Поэтому в Астрахани нет никаких протестов и вообще сколь-нибудь заметной реакции общественности. Даже жильцы первых этажей, где иногда фонтанируют унитазы, а вонь и звон комаров приглушают всё остальное, ограничиваются нытьем в сетях. Потому и действия власти столь неспешны, ибо опытная власть знает – принюхаются, привыкнут и вообще. Другое дело, если летом к санитарно-коммунальной катастрофе присоединятся вспышки инфекционных болезней – в этом случае нас ждет сценарий повести Кира Булычева «Смерть этажом ниже». Любая катастрофа будет осознана не как катастрофа, а как отдельная неприятность и досадное стечение обстоятельств, причем первым побуждением властей станет скрыть масштаб происходящего прежде всего от себя самой (на пути прохождения информации о событии по иерархическим инстанциям наверх масштаб случившегося будет пошагово затушеван до крайности), затем от внешних наблюдателей, затем от собственного населения. И проблема тут вовсе не в злокозненности властей, проблема в самой культуре, в русском обыденном сознании, ибо население ничуть не отличается от власть предержащих. Отдельные лица, пытающиеся раскрыть глаза, объективно рассмотреть картину, будут обвинены в очернительстве, злопыхательстве, затем предательстве и названы врагами народа, который действительно един со своей властью.

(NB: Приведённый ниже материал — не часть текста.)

PR #530, opened 2023-05-11
feature: Thread for mobile screen

HoonBaek:
### Description Of Changes

* Apply MobileMenu/BottomSheet to the components: ParentMessageInfo and ThreadListItem
* Apply the Thread module to the MobileLayout component
* Add new Icon Thread

[UIKIT-3476](https://sendbird.atlassian.net/browse/UIKIT-3476)

[UIKIT-3476]: https://sendbird.atlassian.net/browse/UIKIT-3476?atlOrigin=eyJpIjoiNWRkNTljNzYxNjVmNDY3MDlhMDU5Y2ZhYzA5YTRkZjUiLCJwIjoiZ2l0aHViLWNvbS1KU1cifQ


src/modules/Thread/components/ParentMessageInfo/index.tsx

Поэтому, вернувшись к фильму «День выборов 2», сцену с обрушением моста перед памятником Петру надо признать неудачной. На самом деле обрушение конечно вызвало бы живой интерес публики, ахи-охи, шум и ехидство. Но церемония вовсе не была бы скомкана, потому что реальность действительностью, а абсурд ритуалом. Аплодисменты отцам города были бы еще живее, награды строителям еще внушительнее, оркестр играл бы еще громче, отредактированный съемочный материал прошел бы в новостях как очередное плановое достижение.

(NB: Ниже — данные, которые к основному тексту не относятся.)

PR #534, opened 2023-05-11
feat: run yarn install only when pkg.json has changes

AhyoungRyu:
### Description Of Changes
Running yarn install on every git pull would be unnecessary. So I added a condition in post-merge hook to check if package.json has been changed. 

https://sendbird.slack.com/archives/C050Z6DA70A/p1683788237121899?thread_ts=1683787988.006319&cid=C050Z6DA70A

### DIFF
--- a/.husky/post-merge
+++ b/.husky/post-merge
@@ -1,4 +1,7 @@
 #!/bin/bash
 
-# Install dependencies
-yarn install
+# Run yarn install only when package.json has been changed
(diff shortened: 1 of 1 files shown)


.husky/post-merge
```diff
@@ -1,4 +1,10 @@
 #!/bin/bash
 
-# Install dependencies
-yarn install
+# Run yarn install only when there's change in any of below
+# - package.json 
+# - yarn.lock
+# .yarn/*
```
sravan-s, line 6: 👍

sravan-s (approved):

Сегодня русский способ освоения пространства заключается не столько в экспансии вовне (каковая тоже лишь дань рутинной русской норме – об этом см. текст Полигон эволюции), сколько в плавном саморазрушении, раскультуривании, эрозии, замыливании и позитивном восприятии катастрофических событий. Процесс аналогичен фонтану говна или разложению трупа в коммунальной квартире, где соседи принюхались и привыкли. Русские не просто отказались противодействовать энтропии – они активно выбрасывают ее на свою и соседние территории, насыщают пространство энтропией, делая его непригодным для обитания кем-то, кроме них. Русское #раскультуривание идет путем снижения планок обоих миров (мир должного, т.е. социальной нормы и мир сущего - данную в ощущениях реальность) подобно движению потолка и пола лифта. Пока мир социальных норм осваивает новое дно, реальность пробивает другое. Решающее значение здесь имеет плавность, поэтому задача властей на всех уровнях сейчас не решать какие-то насущные проблемы (тут власть достигла с народом согласия в том, что их не решить), а обеспечить плавный ход вниз во всех сферах русского бытия. Без толчков и рывков его даже можно выдать за движение вверх – русские поверят.

Смыслогенетическая культурология говорит, что разрыв мировосприятия на должное и сущее - это признак средневековой ментальности. Тогда смысл был в том, чтобы мощным утверждением примата Должного над сущим запустить лифт вверх, подтягивая планку сущего к высоким стандартам Должного. Когда лифт логоцентризма остановился, Запад смог преодолеть разрыв путем отказа от средневековых схем мышления. В России этого не случилось. Выбор здесь невелик: либо ты все глубже выпадаешь из реальности, погружаясь на лифте неадекватности в пучину безумия, либо выпадаешь и отслаиваешься от русской матрицы – выходишь из лифта.
Провал под землю и затопление — это универсальные мифологические символы распада. Говно в русской культуре также несет большую символическую нагрузку. Отсюда русская Атлантида не уйдет под сточные воды в один день и одну ночь – ее конец будет более русским, более мучительным, более долгим и более наглядным.